После обеда Женя нашла в сарайке небольшое лукошко, с которым год назад ходила по грибы, выстлала дно свежесорванной травой, постелила сверху платок, усадила на подстилку котят и отправилась по поселку в поисках дачников. Мурка тревожно ходила по двору, мяукала – искала детей. Мама присела возле нее на корточки, погладила и виновато сказала:
– Ах, Мурка, а ведь котята к тебе больше не вернутся. Извини, но лучше так, чем в мешок и в пруд…
С крыльца отозвалась тетя Маша:
– Да никому они не нужны, пискуны эти. Женька всех обратно принесет, вот увидишь. Кому нынче мышеловы нужны?
– И что же, ты их в мешок посадишь? И к пруду понесешь?
Тетя Маша махнула рукой:
– Да никуда я их сажать не стану. Пусть бегают. А то мне их топить хочется…
– Раздаст их Женька. Нипочем назад не принесет. Больно ты ее мешком напугала.
– Не напугаешь – не раздашь! – рассмеялась тетя Маша. – Ничего, Мурка через год еще в подоле принесет, так ее растак… Что, Мурка, мужиков тебе не хватает? Все бы по котам шляться.
– Эх, сестра… Детей ей не хватает. Вон как ищет. Потому и по котам ходит.
Тетя Маша невесело усмехнулась:
– И верно. Всё как у людей…
Солнце уже начало падать за крыши соседских домов, когда Женя вернулась.
– Мама, давай оставим рыжего себе! – горячо попросила Женя, подняв руки с лукошком к груди. На дне барахтался пушистый комок, будто осколок солнца, заплутавший среди веток.
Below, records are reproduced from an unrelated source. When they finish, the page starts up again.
PR #1915, opened 2024-02-19
fix(toast-notification): clear `autoclose` timeout correctly 

### LINKED ISSUE #1914: `ToastNotification` close event can fire after close due to timeout
`ToastNotification` has a built-in timeout mechanism, which automatically closes the toast and fires the close event.

However, if the toast is dismissed manually in that timeframe, the timeout is not stopped and there will be two close events. First the one from the click, then the one from the timeout.

Example:
```js
const t = new ToastNotification({
	target: document.body,
	props: { timeout: 2000, title: 'Close this before timeout' },
});
t.$on('close', e => { console.log(e.detail); });
```
[REPL](https://svelte.dev/repl/bad1207d3b634955be52b911d6b5dca9?version=4.2.11)

The timeout should probably be cleared as soon as the toast is closed.
Also, the it analogously should be started on open, not just `onMount`.

metonym:
Does several things:

**Docs**
- Adds an example using the autoclose `timeout` prop.

**Fixes #1914**

- Fixes `ToastNotification` to start the timer in a reactive statement instead of `onMount`. This means if the `timeout` prop is set or changed after component initialization, the timeout should work as expected.
- Fixes `ToastNotifcation` to reset the timer if the close button is clicked.

---

https://github.com/carbon-design-system/carbon-components-svelte/assets/10718366/eacea953-d93d-4018-bd9f-796b547839c0

### DIFF
--- a/src/Notification/ToastNotification.svelte
+++ b/src/Notification/ToastNotification.svelte
@@ -55,6 +55,9 @@
   let timeoutId = undefined;
 
   function close(closeFromTimeout) {
+    // Clear the timer if the close button was clicked.
+    clearTimeout(timeoutId);
+
     const shouldContinue = dispatch(
       "close",
       { timeout: closeFromTimeout === true },
@@ -66,14 +69,24 @@
   }
 
   onMount(() => {
-    if (timeout) {
-      timeoutId = setTimeout(() => close(true), timeout);
-    }
-
     return () => {
       clearTimeout(timeoutId);
     };
   });
+
+  $: if (typeof window !== "undefined") {
+    /**
+     * Clear the timer if {@link timeout} changes.
+     * If set to `0`, no new timeout is started.
+     * Else, a new timeout is started if {@link open} is not set to `false`.
+     */
+    clearTimeout(timeoutId);
+
+    /** Only start the timer of {@link open} has not been set to `false`. */
+    if (open && timeout) {
+      timeoutId = setTimeout(() => close(true), timeout);
+    }
+  }
 </script>
 
 <!-- svelte-ignore a11y-mouse-events-have-key-events -->
--- a/docs/src/pages/components/ToastNotification.svx
+++ b/docs/src/pages/components/ToastNotification.svx
@@ -14,6 +14,14 @@ See also: [InlineNotification](InlineNotification)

– Что, никто не позарился? – спросила тетя Маша. Женя посерьезнела:
– Не в этом дело. Я сразу захотела его оставить, – она подняла глаза на маму: – Можно, мама?
Мама прищурилась:
– А учиться будешь прилежно?
– А разве я не прилежно до сих пор училась? – удивилась Женя. Мама рассмеялась:
– Ладно, возьмем твоего рыжика.
Женя запрыгала от радости, и котенок в корзинке замяукал, пытаясь удержаться на месте.
– Тише ты! – остановила дочь мама. – А назовем его как?
– Васькой!
– А вдруг это Василиса? – хохотнула тетя Маша. Женя пожала плечами:
– Ну, значит, будет Василиса. Когда разберемся.
А мама вдруг посмотрела за спину Жени, и лицо ее сразу стало серьезным. Женя и тетя Маша обернулись: в калитку входил отец. Он был хмур и сосредоточен.
– Саша, что случилось? Почему ты приехал?
Папа снял кепку и пригладил волосы на голове.
– Война началась, – сказал он негромко и торжественно. – Придется возвращаться в Ленинград.
Прощальный подарок
Бабушка всплеснула руками и опустилась на стул.
– И надолго ли?
Мама, деловито орудуя в шкафу, пожала плечами:
– Может, на неделю, а может и на месяц.
Женя стала рядом с мамой и решительно сказала:
– Мама, я тоже хочу строить укрепрайон!